#### DATA FOR THE TASK
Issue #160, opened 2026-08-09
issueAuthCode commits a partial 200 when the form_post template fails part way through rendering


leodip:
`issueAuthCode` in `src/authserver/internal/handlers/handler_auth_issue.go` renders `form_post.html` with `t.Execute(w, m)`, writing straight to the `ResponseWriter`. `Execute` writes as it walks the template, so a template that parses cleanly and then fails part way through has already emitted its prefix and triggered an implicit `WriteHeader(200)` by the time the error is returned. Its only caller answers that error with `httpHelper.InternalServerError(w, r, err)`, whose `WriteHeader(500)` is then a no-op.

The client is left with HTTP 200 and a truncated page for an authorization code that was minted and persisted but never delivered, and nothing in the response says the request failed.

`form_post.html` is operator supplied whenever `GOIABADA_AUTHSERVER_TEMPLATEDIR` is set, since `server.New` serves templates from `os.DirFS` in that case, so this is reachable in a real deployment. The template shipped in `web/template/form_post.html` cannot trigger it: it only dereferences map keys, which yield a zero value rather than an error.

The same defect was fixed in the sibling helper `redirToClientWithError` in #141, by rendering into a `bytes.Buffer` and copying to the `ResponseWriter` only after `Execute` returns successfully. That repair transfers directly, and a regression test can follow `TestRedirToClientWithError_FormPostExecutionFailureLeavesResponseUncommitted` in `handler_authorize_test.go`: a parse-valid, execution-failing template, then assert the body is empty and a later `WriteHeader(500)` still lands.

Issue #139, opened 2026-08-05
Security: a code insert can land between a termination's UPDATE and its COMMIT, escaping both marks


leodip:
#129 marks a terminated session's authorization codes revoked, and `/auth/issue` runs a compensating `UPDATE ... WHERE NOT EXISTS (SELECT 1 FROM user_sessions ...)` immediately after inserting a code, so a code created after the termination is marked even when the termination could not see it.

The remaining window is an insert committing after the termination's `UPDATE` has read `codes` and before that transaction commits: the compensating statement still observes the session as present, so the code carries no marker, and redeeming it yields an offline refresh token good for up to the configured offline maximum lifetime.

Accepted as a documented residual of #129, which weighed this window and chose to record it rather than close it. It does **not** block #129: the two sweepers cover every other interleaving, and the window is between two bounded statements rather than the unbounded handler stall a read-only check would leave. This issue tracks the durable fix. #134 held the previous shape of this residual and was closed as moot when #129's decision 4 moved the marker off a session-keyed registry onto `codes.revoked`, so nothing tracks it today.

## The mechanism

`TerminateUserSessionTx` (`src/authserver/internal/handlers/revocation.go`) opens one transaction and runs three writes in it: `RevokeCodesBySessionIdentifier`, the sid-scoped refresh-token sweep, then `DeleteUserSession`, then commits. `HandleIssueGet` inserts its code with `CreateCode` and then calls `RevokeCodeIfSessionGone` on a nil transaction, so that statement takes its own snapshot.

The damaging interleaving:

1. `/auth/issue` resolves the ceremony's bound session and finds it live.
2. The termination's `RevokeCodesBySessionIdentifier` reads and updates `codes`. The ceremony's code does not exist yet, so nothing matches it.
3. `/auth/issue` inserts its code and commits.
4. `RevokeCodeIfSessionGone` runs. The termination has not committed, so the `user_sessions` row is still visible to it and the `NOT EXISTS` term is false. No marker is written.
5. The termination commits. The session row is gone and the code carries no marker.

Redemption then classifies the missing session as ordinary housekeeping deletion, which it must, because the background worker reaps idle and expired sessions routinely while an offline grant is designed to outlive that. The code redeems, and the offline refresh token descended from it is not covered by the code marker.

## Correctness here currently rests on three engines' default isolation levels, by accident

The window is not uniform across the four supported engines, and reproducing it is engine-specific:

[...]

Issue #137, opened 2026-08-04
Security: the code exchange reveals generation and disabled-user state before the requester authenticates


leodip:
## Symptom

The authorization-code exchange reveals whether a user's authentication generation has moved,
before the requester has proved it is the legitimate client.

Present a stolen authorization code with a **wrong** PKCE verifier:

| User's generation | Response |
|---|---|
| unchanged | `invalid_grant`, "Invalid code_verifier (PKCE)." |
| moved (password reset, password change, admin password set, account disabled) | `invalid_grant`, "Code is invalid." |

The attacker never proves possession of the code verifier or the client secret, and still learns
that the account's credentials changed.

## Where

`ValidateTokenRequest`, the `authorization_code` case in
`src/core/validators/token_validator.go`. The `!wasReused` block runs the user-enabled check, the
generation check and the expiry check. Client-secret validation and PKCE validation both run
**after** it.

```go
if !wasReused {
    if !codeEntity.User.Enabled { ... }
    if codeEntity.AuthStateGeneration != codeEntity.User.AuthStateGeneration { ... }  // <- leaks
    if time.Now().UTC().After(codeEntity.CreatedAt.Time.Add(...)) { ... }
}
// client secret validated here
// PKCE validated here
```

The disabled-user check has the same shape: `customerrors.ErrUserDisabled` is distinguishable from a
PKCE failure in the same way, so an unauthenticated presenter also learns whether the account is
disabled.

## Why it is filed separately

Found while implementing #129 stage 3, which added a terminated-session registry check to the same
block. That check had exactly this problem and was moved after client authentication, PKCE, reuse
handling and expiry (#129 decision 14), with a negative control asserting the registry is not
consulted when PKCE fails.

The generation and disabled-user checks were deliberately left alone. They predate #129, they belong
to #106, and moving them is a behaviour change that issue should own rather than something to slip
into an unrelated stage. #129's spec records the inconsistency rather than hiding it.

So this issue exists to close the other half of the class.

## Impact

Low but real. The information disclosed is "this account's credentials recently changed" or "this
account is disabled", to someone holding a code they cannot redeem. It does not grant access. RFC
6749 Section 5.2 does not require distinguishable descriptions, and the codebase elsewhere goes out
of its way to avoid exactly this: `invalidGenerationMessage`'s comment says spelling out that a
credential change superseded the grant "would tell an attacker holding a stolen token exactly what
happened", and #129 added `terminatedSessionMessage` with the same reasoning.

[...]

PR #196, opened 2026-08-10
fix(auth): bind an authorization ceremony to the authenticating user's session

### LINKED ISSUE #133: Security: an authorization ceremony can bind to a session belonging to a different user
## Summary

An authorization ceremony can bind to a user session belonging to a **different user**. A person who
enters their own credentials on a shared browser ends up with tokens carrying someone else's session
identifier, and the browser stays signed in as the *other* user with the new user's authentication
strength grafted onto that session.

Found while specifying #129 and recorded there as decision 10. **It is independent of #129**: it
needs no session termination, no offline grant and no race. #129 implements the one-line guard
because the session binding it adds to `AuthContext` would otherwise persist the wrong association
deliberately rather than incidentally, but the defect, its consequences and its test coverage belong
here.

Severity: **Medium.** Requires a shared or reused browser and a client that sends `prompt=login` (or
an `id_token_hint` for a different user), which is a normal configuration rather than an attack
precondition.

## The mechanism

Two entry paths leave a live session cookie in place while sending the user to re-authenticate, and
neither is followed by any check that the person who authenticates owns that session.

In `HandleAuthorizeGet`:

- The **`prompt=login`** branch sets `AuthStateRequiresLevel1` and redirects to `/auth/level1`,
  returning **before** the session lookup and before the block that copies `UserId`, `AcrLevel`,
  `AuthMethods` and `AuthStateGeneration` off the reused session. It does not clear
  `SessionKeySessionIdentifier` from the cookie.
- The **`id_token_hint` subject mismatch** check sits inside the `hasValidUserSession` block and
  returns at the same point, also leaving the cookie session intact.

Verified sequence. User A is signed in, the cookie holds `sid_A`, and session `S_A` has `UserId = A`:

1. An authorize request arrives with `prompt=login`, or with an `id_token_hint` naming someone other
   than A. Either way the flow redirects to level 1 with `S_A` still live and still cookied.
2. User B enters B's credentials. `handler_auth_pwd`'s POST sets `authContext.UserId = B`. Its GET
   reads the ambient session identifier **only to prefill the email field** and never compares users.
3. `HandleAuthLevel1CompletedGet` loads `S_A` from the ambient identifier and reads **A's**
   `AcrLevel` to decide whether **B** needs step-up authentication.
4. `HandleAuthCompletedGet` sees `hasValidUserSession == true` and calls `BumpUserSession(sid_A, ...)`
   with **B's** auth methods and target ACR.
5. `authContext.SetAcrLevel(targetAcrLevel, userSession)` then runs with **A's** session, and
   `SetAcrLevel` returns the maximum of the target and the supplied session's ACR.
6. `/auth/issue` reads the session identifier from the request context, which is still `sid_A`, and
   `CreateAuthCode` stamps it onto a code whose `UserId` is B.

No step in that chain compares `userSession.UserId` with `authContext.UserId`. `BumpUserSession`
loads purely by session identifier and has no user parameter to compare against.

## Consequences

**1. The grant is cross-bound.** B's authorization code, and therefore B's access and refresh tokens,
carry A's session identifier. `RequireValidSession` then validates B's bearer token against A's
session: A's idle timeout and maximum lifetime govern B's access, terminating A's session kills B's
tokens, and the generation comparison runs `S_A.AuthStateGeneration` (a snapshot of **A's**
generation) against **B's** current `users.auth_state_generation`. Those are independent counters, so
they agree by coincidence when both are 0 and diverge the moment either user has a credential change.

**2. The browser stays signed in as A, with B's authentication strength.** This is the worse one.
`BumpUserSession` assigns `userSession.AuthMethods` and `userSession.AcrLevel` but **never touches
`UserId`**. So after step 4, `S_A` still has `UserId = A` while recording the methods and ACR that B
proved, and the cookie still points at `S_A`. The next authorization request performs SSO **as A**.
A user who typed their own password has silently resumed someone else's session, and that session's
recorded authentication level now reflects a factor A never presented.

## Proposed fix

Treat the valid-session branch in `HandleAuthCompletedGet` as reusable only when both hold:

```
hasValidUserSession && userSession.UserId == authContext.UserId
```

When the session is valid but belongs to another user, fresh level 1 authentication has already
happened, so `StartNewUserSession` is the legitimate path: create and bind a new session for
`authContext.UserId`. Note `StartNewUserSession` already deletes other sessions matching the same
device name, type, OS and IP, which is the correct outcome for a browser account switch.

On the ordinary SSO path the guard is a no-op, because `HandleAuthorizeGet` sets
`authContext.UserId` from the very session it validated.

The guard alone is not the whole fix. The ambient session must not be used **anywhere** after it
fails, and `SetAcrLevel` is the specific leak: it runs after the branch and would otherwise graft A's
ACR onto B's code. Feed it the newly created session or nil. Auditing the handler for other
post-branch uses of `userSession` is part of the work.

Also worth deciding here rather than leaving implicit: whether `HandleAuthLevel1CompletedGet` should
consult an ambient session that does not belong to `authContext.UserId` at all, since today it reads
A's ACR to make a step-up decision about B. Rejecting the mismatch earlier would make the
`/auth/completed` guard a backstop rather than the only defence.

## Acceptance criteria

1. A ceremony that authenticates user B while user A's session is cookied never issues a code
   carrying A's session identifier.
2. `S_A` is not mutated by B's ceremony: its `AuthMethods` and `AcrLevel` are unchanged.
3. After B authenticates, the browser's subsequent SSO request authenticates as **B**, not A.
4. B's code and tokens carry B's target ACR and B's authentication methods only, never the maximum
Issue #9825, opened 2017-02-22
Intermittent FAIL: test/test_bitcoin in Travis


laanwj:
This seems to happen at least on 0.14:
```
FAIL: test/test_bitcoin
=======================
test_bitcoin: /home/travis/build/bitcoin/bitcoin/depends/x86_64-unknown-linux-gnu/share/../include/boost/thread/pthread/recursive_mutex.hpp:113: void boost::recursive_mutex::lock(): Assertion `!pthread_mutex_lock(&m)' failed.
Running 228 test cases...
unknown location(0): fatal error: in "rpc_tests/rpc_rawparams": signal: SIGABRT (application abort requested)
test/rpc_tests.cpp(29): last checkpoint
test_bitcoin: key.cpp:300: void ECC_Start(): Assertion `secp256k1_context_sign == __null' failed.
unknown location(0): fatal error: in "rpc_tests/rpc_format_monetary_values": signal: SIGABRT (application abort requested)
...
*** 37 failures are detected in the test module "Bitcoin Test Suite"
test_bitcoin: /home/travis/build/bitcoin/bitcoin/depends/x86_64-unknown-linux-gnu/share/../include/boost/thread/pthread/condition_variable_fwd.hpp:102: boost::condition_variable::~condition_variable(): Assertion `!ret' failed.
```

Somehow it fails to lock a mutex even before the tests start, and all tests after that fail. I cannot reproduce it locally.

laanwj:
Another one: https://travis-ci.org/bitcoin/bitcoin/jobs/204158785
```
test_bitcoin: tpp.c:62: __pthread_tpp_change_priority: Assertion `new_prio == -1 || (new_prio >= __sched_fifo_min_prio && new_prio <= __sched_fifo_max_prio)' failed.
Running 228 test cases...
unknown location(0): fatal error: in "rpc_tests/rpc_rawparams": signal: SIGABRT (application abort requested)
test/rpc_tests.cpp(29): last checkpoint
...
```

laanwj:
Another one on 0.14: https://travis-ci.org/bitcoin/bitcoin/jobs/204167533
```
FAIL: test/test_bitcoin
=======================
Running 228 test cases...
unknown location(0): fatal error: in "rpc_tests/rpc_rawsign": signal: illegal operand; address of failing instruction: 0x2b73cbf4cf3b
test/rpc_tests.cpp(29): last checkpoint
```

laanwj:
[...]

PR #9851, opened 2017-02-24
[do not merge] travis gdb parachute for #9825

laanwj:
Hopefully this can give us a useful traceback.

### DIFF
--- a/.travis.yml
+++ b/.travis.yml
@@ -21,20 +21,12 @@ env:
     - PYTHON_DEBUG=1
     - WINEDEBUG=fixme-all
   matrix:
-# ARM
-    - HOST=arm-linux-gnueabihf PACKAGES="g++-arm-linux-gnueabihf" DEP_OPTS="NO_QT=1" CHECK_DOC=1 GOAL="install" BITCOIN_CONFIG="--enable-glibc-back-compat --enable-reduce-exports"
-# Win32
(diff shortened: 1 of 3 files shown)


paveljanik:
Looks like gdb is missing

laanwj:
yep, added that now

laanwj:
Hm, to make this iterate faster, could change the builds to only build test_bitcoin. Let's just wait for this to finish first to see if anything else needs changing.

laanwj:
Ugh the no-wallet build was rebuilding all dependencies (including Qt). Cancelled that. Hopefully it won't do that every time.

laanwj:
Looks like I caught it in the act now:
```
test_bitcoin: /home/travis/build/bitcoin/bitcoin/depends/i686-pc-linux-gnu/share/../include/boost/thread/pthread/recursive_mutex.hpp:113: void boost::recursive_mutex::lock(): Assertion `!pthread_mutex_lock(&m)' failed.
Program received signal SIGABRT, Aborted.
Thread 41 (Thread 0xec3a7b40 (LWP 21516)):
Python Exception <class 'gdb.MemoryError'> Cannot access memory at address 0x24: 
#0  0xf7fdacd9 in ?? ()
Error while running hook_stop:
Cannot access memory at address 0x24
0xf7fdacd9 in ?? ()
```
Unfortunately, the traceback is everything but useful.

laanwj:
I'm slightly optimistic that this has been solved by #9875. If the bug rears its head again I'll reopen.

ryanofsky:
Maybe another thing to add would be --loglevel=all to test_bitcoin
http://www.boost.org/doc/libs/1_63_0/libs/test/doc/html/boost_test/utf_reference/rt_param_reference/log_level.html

#### WORK INSTRUCTIONS
From the records above, copy out the line with "finds it live.", the line with "marker is written.", and every line between them, word for word.

#### REPLY
1. `/auth/issue` resolves the ceremony's bound session and finds it live.
2. The termination's `RevokeCodesBySessionIdentifier` reads and updates `codes`. The ceremony's code does not exist yet, so nothing matches it.
3. `/auth/issue` inserts its code and commits.
4. `RevokeCodeIfSessionGone` runs. The termination has not committed, so the `user_sessions` row is still visible to it and the `NOT EXISTS` term is false. No marker is written.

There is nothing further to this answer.